* Task prompt
Find the string "this" in the material. Copy every line that has it.

● ● ● ●

PR #480, opened 2023-03-01
use redirect file for help:evaluate

jtnord:
maven can and will produce output even if `-q` is specified

in the best case this is just uneeded IO, but at the worst this could cause platform specific breakage.

Current code _mostly_ gets away with this as the output is usually the last line, or the code is looking for specific string

tested with `mina-sshd-api-common`

### DIFF
--- a/src/main/java/org/jenkins/tools/test/maven/ExternalMavenRunner.java
+++ b/src/main/java/org/jenkins/tools/test/maven/ExternalMavenRunner.java
@@ -2,6 +2,7 @@ package org.jenkins.tools.test.maven;
 
 import edu.umd.cs.findbugs.annotations.CheckForNull;
 import edu.umd.cs.findbugs.annotations.NonNull;
+import edu.umd.cs.findbugs.annotations.Nullable;
 import edu.umd.cs.findbugs.annotations.SuppressFBWarnings;
 import java.io.BufferedReader;
 import java.io.File;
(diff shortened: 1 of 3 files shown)


src/main/java/org/jenkins/tools/test/maven/ExternalMavenRunner.java
```diff
@@ -119,7 +121,7 @@ public void run() {
             try (InputStream is = p.getInputStream();
                     Reader isr = new InputStreamReader(is, Charset.defaultCharset());
                     BufferedReader r = new BufferedReader(isr);
-                    OutputStream os = new FileOutputStream(buildLogFile, true);
+                    OutputStream os = buildLogFile == null ? NullOutputStream.NULL_OUTPUT_STREAM : new FileOutputStream(buildLogFile, true);
```
basil, line 124: Why not use Java 11's [`OutputStream#nullOutputStream`](https://docs.oracle.com/en/java/javase/11/docs/api/java.base/java/io/OutputStream.html#nullOutputStream())? Seems more maintainable than a third-party library.

jtnord: 271e7a21fb99bc54d249a0ce5c417e6a924b33c9

basil (approved):
Sure, why not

● ● ● ●

* Output
in the best case this is just uneeded IO, but at the worst this could cause platform specific breakage.
Current code _mostly_ gets away with this as the output is usually the last line, or the code is looking for specific string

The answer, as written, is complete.